In children’s literature as in fables, fairy tales, and Disney fantasies, talking animals abound; these usually affable “animals” are human beings in disguise, sheerly anthropomorphic concoctions rarely betraying any genuine or alarming animal nature. Yet the fantasies tend to be benign, and sympathy for animals is the rule, with no acknowledgment of the adult caste system of “species” that would automatically render them inferior beings, if not food.
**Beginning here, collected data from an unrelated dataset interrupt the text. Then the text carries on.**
PR #4922, opened 2025-06-13
Correctly detect final path when extracting multiple tarballs 

Flamefire:
The current implementation of `extract_file` detected folders/files from the first tarball when extracting the second.
Due to the definition of `find_base_dir` it will then return the parent path (usually `builddir`)
which is used as the `finalpath` for sources.
This leads issues requiring workarounds in e.g. the Bundle easyblock
where sources from all components are extracted into the same folder.

Fix by storing the old state of the target folder and detect of
extraction resulted in a single (top-level) folder.

As part of this work I enhanced the  documentation and test of find_base_dir and added tests for the expected and (previous) error cases of `extract_file`

`guess_start_dir` detects the fixed behavior already: If there is a `prefix/<startdir>/<startdir>` which doesn't exist `prefix/<startdir>` is used instead

E.g. GTK3 has start_dir set manually for components due to this bug which would now lead to builddir/foo/foo
IMO trivial to detect/fix

Remark: It is possible to have `find_base_dir` **NOT** change into the resulting directory which means we can do this explicitely when requested instead of undoing it. Not sure if anyone outside the main repo relies on that.

Followup: https://github.com/easybuilders/easybuild-easyblocks/pull/3961

### DIFF
--- a/easybuild/framework/easyblock.py
+++ b/easybuild/framework/easyblock.py
@@ -2852,15 +2852,19 @@ class EasyBlock:
         """
         Unpack the source files.
         """
-        for src in self.src:
+        for i, src in enumerate(self.src):
             self.log.info("Unpacking source %s" % src['name'])
             srcdir = extract_file(src['path'], self.builddir, cmd=src['cmd'],
-                                  extra_options=self.cfg['unpack_options'], change_into_dir=False)
-            change_dir(srcdir)
+                                  extra_options=self.cfg['unpack_options'], change_into_dir=(i == 0))
             if srcdir:
                 self.src[self.src.index(src)]['finalpath'] = srcdir
             else:
                 raise EasyBuildError("Unpacking source %s failed", src['name'])
+        # Compatibility with previous EasyBuild versions:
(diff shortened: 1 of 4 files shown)


boegel (changes requested):
@Flamefire Rather than adding (more) binary blobs to the repo, can we create `multi-0.0.tar.gz` and `multi-1.0.tar.gz` dynamically in the test itself?

That probably even helps with exposing what's being tested, since the structure within these tarballs is now not visible.

This request is fueled by [a recent example of binary blobs being abused](https://lwn.net/Articles/967180/).

I'm aware we have other binary blobs in here already, we should look into getting rid of those too.

Flamefire:
@boegel I replaced the added binaries by creating them in the test (replacing the commit to remove them from the history)

I also replaced all uses of other binaries in that test. The test-method I added should be easily usable for other tests.

What I noticed: Our `filetools.make_archive` is lacking a way to create an archive from a list of files or contents of a folder, i.e. exclude the parent folder from the hierarchy in the archive. See the new method I added.

boegel:
@Flamefire merge conflict to resolve here...

PR #4923, opened 2025-06-14
add support for pre/post `easyblock` hook

### LINKED ISSUE #4541: Dumping of reprod directory happening after post_package_hook
Currently the dump of the `reprod` directory is happening after the last hook that is package specific. All other hooks after that are not specific to any EB file (with the exception of the hook for testcases, but that does not get executed always, and that happens anyway also before the dump happens).

This is problematic in our case, which is admittedly a bit convoluted. Bear with me:

- We install via CI once a MR is merged in our private repo
- The installations via CI are done by a single user that has rights over most of the software stack
- We want different team members to be responsible for their own packages and be able to do corrections or reinstallations on their own, without having rights over everything else
- To implement that we rely on ACLs
- The ACLs are adjusted with a script that is executed with `post_package_hook`

That script works as intended, but the fact that the `reprod` directory is dumped after it is executed, messes up that approach, since the owner of that directory is the one that has rights over the whole stack, and so the different team members can not overwrite those installations, because the ACLs are not applied to that directory.

I can think of 2 solutions:
- Dump the `reprod` directory during the packaging step
- Create a new hook for after the dump, but before the end of the `build_and_install_loop`

Opinions?

boegel:
New hooks which trigger before a single installation starts, and after an installation is fully completed.

fixes #4541


ocaisa (approved):
LGTM

test/framework/toy_build.py
```diff
@@ -3654,13 +3654,19 @@ def start_hook():
...
                print(ec['sources'])
-            # try appending to postinstallcmd to see whether the modification is actually picked up
-            # (required templating to be disabled before parse_hook is called)
+               # try appending to postinstallcmd to see whether the modification is actually picked up
+               # (required templating to be disabled before parse_hook is called)
                ec['postinstallcmds'].append('echo toy')
                print(ec['postinstallcmds'][-1])
 
+            def pre_build_and_install_loop_hook(ecs):
+                print(f'installing {len(ecs)} easyconfigs: {' '.join(ec['full_mod_name'] for ec in ecs)}')
```
ocaisa:
```suggestion
                print(f"installing {len(ecs)} easyconfigs: {' '.join(ec['full_mod_name'] for ec in ecs)}")
```

test/framework/toy_build.py
```diff
@@ -3704,6 +3710,12 @@ def post_run_shell_cmd_hook(cmd, *args, **kwargs):
                     copy_file('toy', 'copy_of_toy')
                     change_dir(cwd)
                     print("'%s' command failed (exit code %s), but I fixed it!" % (cmd, exit_code))
+
+            def post_easyblock_hook(self):
+                print(f'done with installation of {self.name} {self.version}')
+
+            def post_build_and_install_loop_hook(ecs):
+                print(f'done with installing {len(ecs)} easyconfigs: {' '.join(ec[1]['full_mod_name'] for ec in ecs)}')
```
ocaisa:
```suggestion
                print(f"done with installing {len(ecs)} easyconfigs: {' '.join(ec[1]['full_mod_name'] for ec in ecs)}")
```

test/framework/toy_build.py
```diff
@@ -3704,6 +3710,12 @@ def post_run_shell_cmd_hook(cmd, *args, **kwargs):
                     copy_file('toy', 'copy_of_toy')
                     change_dir(cwd)
                     print("'%s' command failed (exit code %s), but I fixed it!" % (cmd, exit_code))
+
+            def post_easyblock_hook(self):
+                print(f'done with installation of {self.name} {self.version}')
+
+            def post_build_and_install_loop_hook(ecs):
+                print(f"done with installing {len(ecs)} easyconfigs: {' '.join(ec[1]['full_mod_name'] for ec in ecs)}")
```
ocaisa:
```suggestion
                print(f"done with installing {len(ecs)} easyconfigs: {' '.join(ec['full_mod_name'] for ec in ecs)}")
```

test/framework/toy_build.py
```diff
@@ -3654,13 +3654,19 @@ def start_hook():
...
                print(ec['sources'])
-            # try appending to postinstallcmd to see whether the modification is actually picked up
-            # (required templating to be disabled before parse_hook is called)
+               # try appending to postinstallcmd to see whether the modification is actually picked up
+               # (required templating to be disabled before parse_hook is called)
                ec['postinstallcmds'].append('echo toy')
                print(ec['postinstallcmds'][-1])
 
+            def pre_build_and_install_loop_hook(ecs):
+                print(f"installing {len(ecs)} easyconfigs: {' '.join(ec['full_mod_name'] for ec in ecs)}")
```
ocaisa:
```suggestion
                print(f"installing {len(ecs)} easyconfigs: {' '.join(ec[1]['full_mod_name'] for ec in ecs)}")
```

test/framework/toy_build.py
```diff
@@ -3704,6 +3710,12 @@ def post_run_shell_cmd_hook(cmd, *args, **kwargs):
                     copy_file('toy', 'copy_of_toy')
                     change_dir(cwd)
                     print("'%s' command failed (exit code %s), but I fixed it!" % (cmd, exit_code))
+
+            def post_easyblock_hook(self):
+                print(f'done with installation of {self.name} {self.version}')
+
+            def post_build_and_install_loop_hook(ecs):
+                print(f"done with installing {len(ecs)} easyconfigs: {' '.join(ec['full_mod_name'] for ec in ecs)}")
```
ocaisa:
```suggestion
                print(f"done with installing {len(ecs)} easyconfigs: {' '.join(ec[1]['full_mod_name'] for ec in ecs)}")
```

ocaisa (changes requested):
I'm only guessing here...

In literature for adults, imaginative evocations of animal consciousness are rarities. A relatively little-known novel by the Canadian writer Barbara Gowdy, The White Bone (1998), a kind of tragic epic of African elephants narrated from the perspective of the elephants, undertakes to cross the boundary between species in an extraordinarily visceral, sensuous, and poetic rendering of language unparalleled in contemporary literature. You need not believe that elephants can think in language—in this case, a highly lyric English—to be enthralled by the author’s imaginative immersion in her subject, a brilliantly inspired melding of research into the lives of African elephants and the creation of a distinctly original, indeed sui generis alternative world. Inevitably, in a time in which African elephants are being ravaged by poachers and their species endangered by incursions into their natural habitat, The White Bone is not a casual reading experience. It will linger long in the memory, like an intensely unnerving yet wonderfully strange dream.

Less stylistically inventive than The White Bone, and less ambitious in scope and vision, Karen Joy Fowler’s novel We Are All Completely Beside Ourselves is nonetheless a boldly exploratory evocation of a cross-species relationship that begins as a somewhat naive but well-intentioned scientific experiment and ends as something like domestic tragedy, with consequences that destroy a family and permanently traumatize a sister and brother—as well as a “non-human animal” named Fern.

Like the documentary film by James Marsh, Project Nim (2011), which depicts a similar experiment involving an infant chimpanzee brought to live in close contact with human beings, We Are All Completely Beside Ourselves is less about the scientific background and rationale for such experimentation than it is about an intensely emotional, nonverbal, and visceral relationship between “sisters” of whom one happens to be a “human” and the other “non-human.” In both the film and the novel, immediate sympathy is evoked for the innocent young primate, brought into a domestic household rife with its own secret undercurrents of emotion and power struggles; in both, the innocent young primate is smotheringly loved, refashioned into a quasi child, eventually erupts in violence and is feared, and is expelled from the human household.

In both the documentary and the novel, an initially reasonable yet finally tyrannical and unfeeling professorial father figure exerts his terrible, irrevocable power. In Project Nim, this figure is Columbia University professor of psychology Herbert Terrace, chief investigator in a controversial experiment of the 1970s. It was undertaken to determine if a chimpanzee (“Nim Chimpsky,” punning on Noam Chomsky, who argued against the possibility of human-like language in chimpanzees) raised in close contact with human beings could develop communication skills akin to “language.” In We Are All Completely Beside Ourselves, the villain is University of Indiana professor of psychology Cooke, father of Rosemary Cooke and “step-father” of chimpanzee Fern, who undertakes a near-identical experiment into the possibilities of cross-species communication, with near-identical results—expulsion for the chimp-subject, remorse and regret for the human participants, an abruptly dismantled experiment.